EXERCISE: Word for word, restate the lines that run from the line containing "Fixes https://github.com/pypa/virtualenv/issues/365" to the last line of the records below.

DATASET CONTENT below:

Issue #365, opened 2012-11-26
bin/activate doesn't remove alias after running deactivate


Mumage:
If you source bin/activate, then run deactivate, the alias 'python -m pydoc' persists.  In the interest of leaving everything exactly as it was before sourcing bin/activate, perhaps it would be good to unalias the alias as part of the deactivate function?

blueyed:
Fixed in #724 - it should have been `unalias` instead of `unset` in `deactivate`.

PR #724, opened 2015-03-02
activate.sh: use unalias for unsetting the pydoc alias

blueyed:
Fixes https://github.com/pypa/virtualenv/issues/365

### DIFF
--- a/virtualenv_embedded/activate.sh
+++ b/virtualenv_embedded/activate.sh
@@ -2,7 +2,7 @@
 # you cannot run it directly
 
 deactivate () {
-    unset pydoc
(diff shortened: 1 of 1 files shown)


Ivoz:
Turns out putting `unaliases` is a bad idea, I've changed `pydoc` to be a short bash function that can be unset.

blueyed:
@Ivoz 
> Turns out putting `unaliases` is a bad idea

Why?

Ivoz:
we are calling `deactivate` in the script, which will try to unalias `pydoc`, before the `pydoc` alias is defined.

End of DATASET CONTENT.

SOLUTION FOR THIS EXERCISE:
Fixes https://github.com/pypa/virtualenv/issues/365

### DIFF
--- a/virtualenv_embedded/activate.sh
+++ b/virtualenv_embedded/activate.sh
@@ -2,7 +2,7 @@
 # you cannot run it directly
 
 deactivate () {
-    unset pydoc
(diff shortened: 1 of 1 files shown)


Ivoz:
Turns out putting `unaliases` is a bad idea, I've changed `pydoc` to be a short bash function that can be unset.

blueyed:
@Ivoz 
> Turns out putting `unaliases` is a bad idea

Why?

Ivoz:
we are calling `deactivate` in the script, which will try to unalias `pydoc`, before the `pydoc` alias is defined.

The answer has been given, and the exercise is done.